In Amsterdam they meet eye-supplier Paul Canterbury (Mike Myers) and bird watcher Henry Norcross (Michael Shannon) who are identified by captions as British and US government spies respectively but have a similar comic purpose to that of Charters and Caldicott, the cricket enthusiasts in Hitchcock’s The Lady Vanishes. The three friends bond for life and Harold and Valerie fall in love. Then Burt breaks up the party when he announces he is returning to Beatrice in NYC. Valerie disappears, and Harold, distraught, returns to America where he gets his law degree.
O. Russell now has to cover the fifteen year gap when, in circumstances that strain credibility (and will be a spoiler of sorts to divulge), Valerie shows up and becomes an integral part of Burt and Harold’s quest to clear their name. In no time she explains away her disappearance to Harold, and they resume their love affair. Neither have married in the fifteen year gap and neither have aged.
As the plot thickens, so does the list of stars (who include Rami Malik and Anna Taylor-Joy). Saving the best for last, Robert De Niro’s man of the hour General Gill Dillenbeck, introduces some much needed tension with his “will he or won’t he” role.
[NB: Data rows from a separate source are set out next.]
PR #6887, opened 2026-07-29
fix: roundtrip latency

Flo4604:
## Problem:

Key create, update, and credit mutations made several sequential MySQL requests. This is inexpensive near the primary, but each request pays the full network round-trip time from another region. At 230 ms RTT, a small mutation can take seconds even when MySQL execution itself takes only milliseconds.

## Solution:

Reduce database exchanges without changing authorization, transaction, audit, cache, or credit semantics:

- Use focused preflight queries for create, update, and credit routes instead of heavyweight key aggregation reads.
- Combine optional identity, permission, role, and default-project lookup for rich key mutations.
- Bulk permission, role, and rate-limit writes. Use multi-table deletes for related permission and role cleanup.
- Preserve rate-limit IDs when replacing a rate limit with the same name.
- Use `LAST_INSERT_ID(expr)` and `sql.Result.LastInsertId()` to return an atomic credit balance in the UPDATE response packet. This removes a follow-up SELECT and avoids connection-pool state.
- Keep the credit no-op disambiguation read because it distinguishes a valid no-op from deletion, unlimited credits, or overflow.
- Batch deterministic basic create, name/enabled-only update, and credit mutations with their audit outbox insert and COMMIT in one MySQL `COM_QUERY` after authorization preflight.

The transactional batch executor uses an isolated primary pool with multi-statements enabled. Every statement keeps SQLCommenter attribution. A terminal marker confirms COMMIT. If the marker is missing, the outcome is ambiguous: the connection is discarded and the mutation is not retried. Basic create retries only an explicit duplicate-key server response, which proves the insert failed before COMMIT.

sqlc query comments opt statements into generated, typed batch adapters:

```sql
-- transactional-batch-statement
```

The plugin generates SQL constants and parameter ordering. Small Go methods still define the reviewed business order. `sqlc.json` does not contain route-specific batch composition.

Alternatives considered:

- Regional writers or a write proxy reduce RTT broadly, but add infrastructure and do not fit the current single-primary data model.
- Stored procedures reduce exchanges, but move route behavior and deployment ownership into the database.
- A custom MySQL wire client adds substantial protocol and safety risk for behavior the existing driver already supports.
- Fully generated batches in `sqlc.json` or whole-batch SQL comments hide business composition in generator configuration or SQL metadata.
- Rich creates and updates still require intermediate results and conditional writes, so those paths remain explicit transactions. Credit updates use a specialized result-aware batch that reads diagnostic state before COMMIT.

## Impact:

Warm local endpoint benchmarks, before to after the original round-trip changes:

| Operation | Before | After | Improvement |
|---|---:|---:|---:|
| Basic create | 1.763 ms | 1.091 ms | 38.1% |
| Rich create | 3.197 ms | 2.368 ms | 25.9% |
| Basic update | 1.722 ms | 1.277 ms | 25.9% |
| Rich update | 4.193 ms | 2.793 ms | 33.4% |
| Rate-limit replacement | 2.690 ms | 1.900 ms | 29.4% |
| Credit increment | 1.893 ms | 1.035 ms | 45.3% |

The basic update transactional batch measured:

| Environment | Regular transaction | Batched | Improvement |
|---|---:|---:|---:|
| Local MySQL | 2.383 ms | 1.064 ms | 55.3% |
| Simulated 230 ms RTT | 2.043 s | 0.559 s | 72.6% |

The basic create batch measured 2.292 ms to 1.373 ms locally, 40.1% faster. It reduces endpoint database exchanges from five to two: one authorization preflight and one atomic mutation batch. At 230 ms RTT, that removes about 690 ms of network RTT floor. This last figure is a round-trip model, not a hosted PlanetScale benchmark.
Credit updates now also use two endpoint database exchanges: one authorization preflight and one atomic result-aware mutation batch. The batch returns the committed balance and refill state, keeps the audit write atomic, and classifies overflow, deletion, and unlimited transitions from an in-transaction diagnostic read.

Transactional audit outbox writes remain atomic. Information-hiding behavior remains unchanged. Credit increments remain signed, atomic, overflow-safe, and do not mutate `updated_at_m`.

## Testing:

Local validation on the unpushed rebased branch:

- create key route suite
- update key route suite
- update credits route suite
- permission delete route suite
- role delete route suite
- transactional-batch plugin tests
- `pkg/db` tests
- targeted lint: 0 issues
- repository build
- generated SQL is idempotent
- `git diff --check`
- injected audit insert failures verify batched create and update rollback the mutation

Hosted GitHub CI has not run for the local continuation because it has not been pushed.

### DIFF
--- a/pkg/db/queries/key_update_credits_decrement.sql
+++ b/pkg/db/queries/key_update_credits_decrement.sql
@@ -5,3 +5,17 @@ SET remaining_requests = CASE
     ELSE 0
 END
 WHERE id = ?;
+
+-- LAST_INSERT_ID(expr) returns expr in this UPDATE's OK packet, so
+-- sql.Result.LastInsertId reads the new balance without another query.
+-- https://dev.mysql.com/doc/refman/8.4/en/information-functions.html#function_last-insert-id
+-- name: UpdateKeyCreditsDecrementReturning :execresult
+UPDATE `keys`
+SET
+    remaining_requests = LAST_INSERT_ID(CASE
+        WHEN remaining_requests >= sqlc.arg('credits') THEN remaining_requests - sqlc.arg('credits')
+        ELSE 0
+    END)
+WHERE id = ?
+  AND deleted_at_m IS NULL
+  AND remaining_requests IS NOT NULL;
--- a/pkg/db/api_find_by_id.sql_generated.go
+++ b/pkg/db/api_find_by_id.sql_generated.go
@@ -7,7 +7,64 @@ package db
 
 import (
 	"context"
+	"database/sql"
 )
+
+const findApiAndKeySpaceByID = `-- name: FindApiAndKeySpaceByID :one
+SELECT
+    a.id AS api_id,
+    a.workspace_id,
+    a.key_auth_id,
+    a.name AS api_name,
+    COALESCE(ka.id, '') AS key_space_id,
+    COALESCE(ka.store_encrypted_keys, false) AS store_encrypted_keys,
+    ka.default_prefix,
+    ka.default_bytes
+FROM apis a
+LEFT JOIN key_auth ka ON ka.id = a.key_auth_id
+WHERE a.id = ?
+`
+
+type FindApiAndKeySpaceByIDRow struct {
+	ApiID              string         `db:"api_id"`
+	WorkspaceID        string         `db:"workspace_id"`
+	KeyAuthID          sql.NullString `db:"key_auth_id"`
+	ApiName            string         `db:"api_name"`
+	KeySpaceID         string         `db:"key_space_id"`
+	StoreEncryptedKeys bool           `db:"store_encrypted_keys"`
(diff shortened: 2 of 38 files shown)


pkg/db/queries/key_update_credits_decrement.sql
```diff
@@ -5,3 +5,18 @@ SET remaining_requests = CASE
...
 END
 WHERE id = ?;
+
+-- name: UpdateKeyCreditsDecrementReturning :execresult
+UPDATE `keys`
+SET
+    remaining_requests = LAST_INSERT_ID(CASE
+        WHEN remaining_requests >= sqlc.arg('credits') THEN remaining_requests - sqlc.arg('credits')
+        ELSE 0
+    END),
```
Flo4604: https://dev.mysql.com/doc/refman/8.4/en/information-functions.html#function_last-insert-id

we have returning at home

There really was a plot by a cabal of Nazi sympathisers to overthrow President Franklin D. Roosevelt’s government and replace him with a populist ruler. This kind of cabal was operating during Trump’s time in office with Steve Bannon and Nigel Farage meeting with right wing leaders across Europe to discredit and destabilise democracies.
De Niro’s character is based on the testimony of a respected marine, General Smedley Butler, who, in 1933, told a congressional committee that a group of wealthy industrialists were planning a military coup to overthrow Roosevelt. Butler had been selected to rally a group of war veterans to back the so-called “‘Business Plot” and become its dictator, similar to the fascist regimes of Hitler and Mussolini.